PR #75, opened 2021-03-24
Use pragma abiencoderv2 to avoid packing in the action to add a colla…

gbalabasquer:
…teral

### DIFF
--- a/src/DssAction.sol
+++ b/src/DssAction.sol
@@ -57,34 +57,4 @@ abstract contract DssAction {
         }
         _;
     }
-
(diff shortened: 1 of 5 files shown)


hexonaut (approved):
Tests passing. I like this approach a lot better than the flattened arrays.

brianmcmichael (approved):
Will close #72 in favor of this approach. There are some test innovations I'll put into a new PR.

gbalabasquer:
I actually made it to merge to #72, so don't close that one.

- Exercise -
Set down every entry exactly as given.

- Response to this task -
PR #75, opened 2021-03-24
Use pragma abiencoderv2 to avoid packing in the action to add a colla…

gbalabasquer:
…teral

### DIFF
--- a/src/DssAction.sol
+++ b/src/DssAction.sol
@@ -57,34 +57,4 @@ abstract contract DssAction {
         }
         _;
     }
-
(diff shortened: 1 of 5 files shown)


hexonaut (approved):
Tests passing. I like this approach a lot better than the flattened arrays.

brianmcmichael (approved):
Will close #72 in favor of this approach. There are some test innovations I'll put into a new PR.

gbalabasquer:
I actually made it to merge to #72, so don't close that one.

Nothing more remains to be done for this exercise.